Earlier this month my Crucial RealSSD C300 died in the middle of testing for AMD’s 890GX launch. This was a problem for two reasons:

1) Crucial’s RealSSD C300 is currently shipping and selling to paying customers. The 256GB drive costs $799.
2) AMD’s 890GX is the first chipset to natively support 6Gbps SATA. The C300 is the first SSD to natively support the standard as well. Butter, meet toast.

Since then, Crucial dispatched a new drive and discovered what happened to my first drive (more on this in a separate update). While waiting for the autopsy report, I decided to look at 890GX 6Gbps performance since it was absent from my original review.
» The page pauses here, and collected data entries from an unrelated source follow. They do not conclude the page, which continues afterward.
PR #1065, opened 2026-07-27
Include bedrock_converse and bedrock_mantle in pricing data

### LINKED ISSUE #1063: Bedrock prices missing for all modern Claude models

thisisnic:
All of the below summary was written by Claude, but I manually checked the changes to the file by running the script before/after, and also ran the example in the reprex from the issue to confirm that the correct prices were coming through.

## Summary

- Adds `bedrock_converse` and `bedrock_mantle` to the litellm provider lookup, both mapping to `"AWS/Bedrock"`. These were silently dropped by the `inner_join()`, so modern Claude models (including ellmer's default `us.anthropic.claude-sonnet-4-6`) had no pricing data and `token_usage()` / `$get_cost()` reported `NA`.
- Deduplicates after the join since a small number of models appear under multiple litellm providers with negligible rounding differences.
- Bumps the `stopifnot()` row threshold from 500 to 1000 to guard against accidentally losing these rows in future.

Closes #1063.

## Test plan

- [x] Run `Rscript data-raw/prices.R` and verify it completes without error
- [x] Compare before/after pricing: only AWS/Bedrock rows added, no unexpected removals
- [x] Verify `match_prices("AWS/Bedrock", "us.anthropic.claude-sonnet-4-6")` returns prices instead of `NA`


hadley:
Thanks!

PR #1073, opened 2026-08-02
Update error messages based on whether connecting to ollama via IP address or locally

### LINKED ISSUE #886: Clarify model checking in `chat_ollama()`
Maybe only check the model when working locally? Otherwise you get a confusing message as in #875.

thisisnic:
Fixes #886


hadley (approved):
Makes sense to me

PR #1075, opened 2026-08-04
Explore contents_trajectory(): serialize chats to trajectory-v1

gadenbuie:
## Summary

This is an exploratory draft. The implementation is in solid shape, but there's no pressure to merge this — it's here to spark discussion about whether this fits ellmer's scope. It's inspired by [letta-ai/trajectory](https://github.com/letta-ai/trajectory), a schema/toolkit for normalizing raw agent transcripts (Claude Code, Codex, etc.) into a common `trajectory-v1` JSON shape. ellmer already holds a fully structured `Chat`/`Round`/`Turn`/`Content` object graph in memory, so the parsing problem that project solves doesn't apply here — this PR asks a narrower question: does ellmer's internal model map cleanly onto that shape, and is a native R serializer worth having?

`contents_trajectory()` is a new generic, added alongside the existing `contents_text()` / `contents_html()` / `contents_markdown()` family (same S7 dispatch pattern), that converts a `Chat`, `Round`, or `Turn` into a plain R list matching `trajectory-v1`'s shape: an ordered stream of `user` / `assistant` / `reasoning` / `tool` records preceded by one `meta` record. Callers serialize to JSON themselves via `jsonlite::toJSON()`.

Key design decisions (see inline docs and commit messages for detail):
- No dependency on the TS/Node `@letta-ai/trajectory` package — this is a from-scratch reshaping of data ellmer already has, not a transcript parser.
- Timestamps are omitted when ellmer has no absolute time for a turn (only OpenAI's Responses API reports one), rather than synthesizing fake ones.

AMD's SB850 with Native 6Gbps SATA

In the 890GX review I found that AMD’s new South Bridge, the SB850, wasn’t quite as fast as Intel’s ICH/PCH when dealing with the latest crop of high performance SSDs. My concerns were particularly about high bandwidth or high IOPS situations, admittedly things that you only bump into if you’re spending a good amount of money on an SSD. Case in point, here is OCZ’s Vertex LE running on an AMD 890GX compared to an Intel X58:

Iometer 6-22-2008 Performance 2MB Sequential Read 2MB Sequential Write 4KB Random Read 4KB Random Write (4K Aligned)
AMD 890GX 248 MB/s 217.5 MB/s 38.4 MB/s 130.1 MB/s
Intel H55 264.9 MB/s 247.7 MB/s 48.6 MB/s 180 MB/s

 

My concern was that if 3Gbps SSDs were underperfoming on the SB850, then 6Gbps SSDs definitely would.
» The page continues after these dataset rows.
PR #1081, opened 2026-08-10
Update dates in tests to fix failures on main

thisisnic:
Some of the tests in #968 had dates for comparison which at the time were in the future but now are in the past, and so we are seeing failures on main, so I've updated them to be in the distant future and we'll worry about this again when ellmer is 100 years old :grinning:

### DIFF
--- a/tests/testthat/test-prices.R
+++ b/tests/testthat/test-prices.R
@@ -40,8 +40,6 @@ test_that("prices_get() uses a newer cached snapshot", {
 
   df <- prices[1, ]
   df$input <- 9999
-  # Far-future date: must stay newer than the bundled snapshot, which the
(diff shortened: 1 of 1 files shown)


tests/testthat/test-prices.R
```diff
@@ -40,10 +40,12 @@ test_that("prices_get() uses a newer cached snapshot", {
 
   df <- prices[1, ]
   df$input <- 9999
+  # Far-future date: must stay newer than the bundled snapshot, which the
+  # update-prices workflow refreshes regularly
```
thisisnic:
```suggestion
```

gadenbuie:
🤦 Thanks for fixing this!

Other reviewers had mixed results with the SB850. Some boards did well while others did worse. I also discovered that AMD’s own internal testing is done on an internal reference board with both Cool’n’Quiet and SB power management disabled, which is why disabling CnQ improved performance in my results. As far as why AMD does any of its own internal testing in such a way, your guess is as good as mine.

I received an ASUS 890GX board for this followup and updated to the latest BIOS on that board. That didn’t fix my performance problems. Using AMD’s latest SB850 AHCI drivers however (1.2.0.164), did...sort of:

Iometer 6-22-2008 Performance 2MB Sequential Read 2MB Sequential Write 4KB Random Read 4KB Random Write (4K Aligned)
AMD 890GX (3/2/10) 248 MB/s 217.5 MB/s 38.4 MB/s 130.1 MB/s
AMD 890GX (3/25/10) 253.5 MB/s 223.8 MB/s 51.2 MB/s 152.1 MB/s
Intel H55 264.9 MB/s 247.7 MB/s 48.6 MB/s 180 MB/s

 

All performance improved, but we’re still looking at lower performance compared to Intel’s 3Gbps SATA controller except for random read speed. Random read speed is faster on the 890GX (but slower than X58).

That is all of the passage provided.